ConesaLab / SQANTI3

Tool for the Quality Control of Long-Read Defined Transcriptomes
GNU General Public License v3.0
198 stars 49 forks source link

GeneMark issue #294

Closed ghost closed 6 months ago

ghost commented 6 months ago

Is there an existing issue for this?

Have you loaded the SQANTI3.env conda environment?

Problem description

I have this error, when running sqanti3_qc.py

Code sample

python3 sqanti3_qc.py example/UHR_chr22.gtf example/gencode.v38.basic_chr22.gtf example/GRCh38.p13_chr22.fasta --CAGE_peak data/ref_TSS_annotation/human.refTSS_v3.1.hg38.bed --polyA_motif_list data/polyA_motifs/mouse_and_human.polyA_motif.txt -o UHR_chr22 -d example/SQANTI3_output1 -fl example/UHR_abundance.tsv --short_reads example/UHR_chr22_short_reads.fofn --cpus 4 --report both

Error

Rscript (R) version 4.3.2 (2023-10-31) Write arguments to /Users/LGJ-15/Tools/biotools/SQANTI3-5.2.1/example/SQANTI3_output1/UHR_chr22.params.txt... Running SQANTI3... Parsing provided files.... Reading genome fasta /Users/LGJ-15/Tools/biotools/SQANTI3-5.2.1/example/GRCh38.p13_chr22.fasta.... Skipping aligning of sequences because GTF file was provided.

Indels will be not calculated since you ran SQANTI3 without alignment step (SQANTI3 with gtf format as transcriptome input). **** Predicting ORF sequences... /Users/LGJ-15/Tools/biotools/SQANTI3-5.2.1/utilities/gmst/probuild: /Users/LGJ-15/Tools/biotools/SQANTI3-5.2.1/utilities/gmst/probuild: cannot execute binary file GeneMarkS: error on last system call, error code 32256 Abort program!!! Traceback (most recent call last): File "/Users/LGJ-15/Tools/biotools/SQANTI3-5.2.1/sqanti3_qc.py", line 2525, in main() File "/Users/LGJ-15/Tools/biotools/SQANTI3-5.2.1/sqanti3_qc.py", line 2508, in main run(args) File "/Users/LGJ-15/Tools/biotools/SQANTI3-5.2.1/sqanti3_qc.py", line 1853, in run orfDict = correctionPlusORFpred(args, genome_dict) ^^^^^^^^^^^^^^^^^^^^^^^^^^^^^^^^^^^^^^^^ File "/Users/LGJ-15/Tools/biotools/SQANTI3-5.2.1/sqanti3_qc.py", line 587, in correctionPlusORFpred if subprocess.check_call(cmd, shell=True, cwd=gmst_dir)!=0: ^^^^^^^^^^^^^^^^^^^^^^^^^^^^^^^^^^^^^^^^^^^^^^^^^^^^ File "/Users/LGJ-15/miniconda3/lib/python3.11/subprocess.py", line 413, in check_call raise CalledProcessError(retcode, cmd) subprocess.CalledProcessError: Command 'perl /Users/LGJ-15/Tools/biotools/SQANTI3-5.2.1/utilities/gmst/gmst.pl -faa --strand direct --fnn --output /Users/LGJ-15/Tools/biotools/SQANTI3-5.2.1/example/SQANTI3_output1/GMST/GMST_tmp /Users/LGJ-15/Tools/biotools/SQANTI3-5.2.1/example/SQANTI3_output1/UHR_chr22_corrected.fasta' returned non-zero exit status 1.

Anything else?

No response

carolinamonzo commented 6 months ago

Hi @guojunliu7,

This issue has been previously reported in: #104 , #117 , #185 and #199 .

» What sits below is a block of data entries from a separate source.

PR #41, opened 2025-11-12
RFC: ble: utils: Add some utils when advertising only Hubble data

ceolin:
Add some helpers to facilitate when advertising data only using Hubble service.

- The same utils used across different ports (Zephyr, TI, esp-idf).


include/hubble/ble/utils.h
```diff
@@ -0,0 +1,158 @@
...
+ * @note The output format depends on the platform:
+ *       - Zephyr: Returns number of bt_data structures (typically 2)
+ *       - Other platforms: Returns total byte length of advertisement packet
+ **/
+
+#ifdef __ZEPHYR__
+
+#include <zephyr/bluetooth/bluetooth.h>
+
+#define HUBBLE_BLE_UTILS_BUFFER_SIZE 25
```
HongNguyen635: I'm wondering if I'd be better if there are headers common to both zephyr and other platforms. It might be confusing when on zephyr the utils buffer is 25 and others are 31. Maybe something like this:

```
#define BLE_ADV_LEN 31
#define HUBBLE_BLE_ADV_HEADER_SIZE 6

#ifdef __ZEPHYR__
#define HUBBLE_BLE_UTILS_BUFFER_SIZE (BLE_ADV_LEN - HUBBLE_BLE_ADV_HEADER_SIZE)
#endif
```
something like that.

samples/freertos/ti/ble-beacon/src/hubble_ble_adv.c
```diff
@@ -136,20 +126,14 @@ bStatus_t hubble_ble_adv_start(void)
...
 	if (_adv_timer_setup() == FAILURE) {
 		return (FAILURE);
 	}
 
-	len = BLE_ADV_LEN - HUBBLE_BLE_ADV_HEADER_SIZE;
-	if (hubble_ble_advertise_get(
-		    NULL, 0, &advData[HUBBLE_BLE_ADV_HEADER_SIZE], &len) != 0) {
-		return (FAILURE);
-	}
+	HUBBLE_BLE_ADV_DATA_SET(advData, NULL, 0, &len);
```
HongNguyen635: same here, no return status check?

include/hubble/ble/utils.h
```diff
@@ -0,0 +1,158 @@
...
+		_name[0].type = BT_DATA_UUID16_ALL;                            \
+		_name[0].data = (uint8_t *)&_name##_uuid;                      \
+		*(_out_len) = HUBBLE_BLE_UTILS_BUFFER_SIZE;                    \
+		_name##_err = hubble_ble_advertise_get(                        \
+			_data, _len, _name##_adv_buf, _out_len);               \
+		if (_name##_err == 0) {                                        \
+			_name[1].data_len = *(_out_len);                       \
+			_name[1].type = BT_DATA_SVC_DATA16;                    \
+			_name[1].data = _name##_adv_buf;                       \
+			*(_out_len) = 2;                                       \
```
HongNguyen635: Everything looks good to me except this line. What happened if the bt_entries is more than 2 (like the current zephyr ble_beacon sample)?

include/hubble/ble/utils.h
```diff
@@ -0,0 +1,158 @@
...
+ */
+#define HUBBLE_BLE_ADV_DEFINE(_name)                                           \
+	static uint8_t _name[HUBBLE_BLE_UTILS_BUFFER_SIZE] = {                 \
+		0x03, 0x03, 0xA6, 0xFC, 0x01, 0x16}
+
+#define HUBBLE_BLE_ADV_DATA_SET(_name, _data, _len, _out_len)                  \
+	({                                                                     \
+		int _name##_err;                                               \
+		memset(&_name[6], 0, HUBBLE_BLE_UTILS_BUFFER_SIZE - 6);        \
+		*(_out_len) = HUBBLE_BLE_UTILS_BUFFER_SIZE - 6;                \
```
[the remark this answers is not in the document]
ceolin: So ... the problem is that you start to leak symbols that are irrelevant for the application and this is a public header. We need to minimize exported symbols that are not usable by the application. I rather have a comment explaining it than a symbol that is not even used in all ports ...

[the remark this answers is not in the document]
HongNguyen635: ah I forgot about the part that this is a utility header. Yeah I guess an explanation comment would suffice then.

include/hubble/ble/utils.h
HongNguyen635: ok that makes sense. This probably needs to be updated/mentioned in the docs and README as well

ceolin:
Stale PR. Closing it.

PR #153, opened 2026-03-30
Update README.md

apoorvanori:
Updated example Espressif board from ESP32-C3 to C6


ceolin:
@danielr-hubblenetwork FYI ^

ceolin:
Stale PR, closing it but feel free to to re-open in case of new changes.

PR #159, opened 2026-04-01
github: actions: Remove bsim action

ceolin:
- Remove bsim action (bsim was not been used, only wasting resources)
- Build (and) run tests instead of only build samples
- Rename action to something simpler


.github/workflows/zephyr-tests.yaml
buckleypaul, line 1: I would prefer this to be zephyr-unit-tests.yml instead of the generic “tests” if you’re renaming it anyways.

HongNguyen635 (dismissed):
I agree with Paul's comment above, otherwise looks good to me.

.github/workflows/zephyr-tests.yaml
ceolin: It makes sense to me. I will chage it.

HongNguyen635 (approved):

buckleypaul (approved):

PR #162, opened 2026-04-02
docs: add configuration reference page

buckleypaul:
Users had no single place to find all SDK configuration options, their defaults, valid ranges, and platform availability. Config info was scattered across Kconfig help text and quickstart guides.

Add docs/configuration/index.rst covering all 19 CONFIG_HUBBLE_* options organized by category with platform-specific guidance, common examples, and a cross-platform availability table.

### DIFF
--- a/docs/configuration/index.rst
+++ b/docs/configuration/index.rst
@@ -1,0 +1,498 @@
+.. _hubble_configuration:
+
+Configuration Reference
+#######################
+
+The Hubble Network SDK is configured entirely at compile time. There is no
+runtime configuration API. All options are set before building and compiled
+into the firmware binary.
+
+The configuration mechanism depends on the platform:
+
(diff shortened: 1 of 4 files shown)


HongNguyen635 (commented):
This is nice to summary all the kconfig, but I'm just wondering if this is maintainable. These things changes all the time and when we're adding more config options this will get out of hand pretty quick I think.

For zephyr and esp-idf, use `menuconfig` will shows all the config related to Hubble Network lib but freertos doesn't have any equivalent.

I'm just gonna wait for @ceolin to input, otherwise this looks good to me for now.

ceolin (changes requested):
Generate these options from code. There is a way to bridge Kconfig options to Sphinx, this is not maintainable.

I'm copying below the recommendations from @aarzalluz, which we agree on:

SQANTI3 currently runs GeneMark for ORF prediction, a tool that is unfortunately not maintained/updated. Errors related to GMST will therefore not be worked on, however, given the high amount of issues it is generating, we intend to find an alternative way to predict ORFs for future SQ3 releases as soon as we can.

In the meantime, the --skipORF argument can be used to avoid ORF prediction entirely and prevent SQANTI3 from crashing. We apologize for any inconveniences.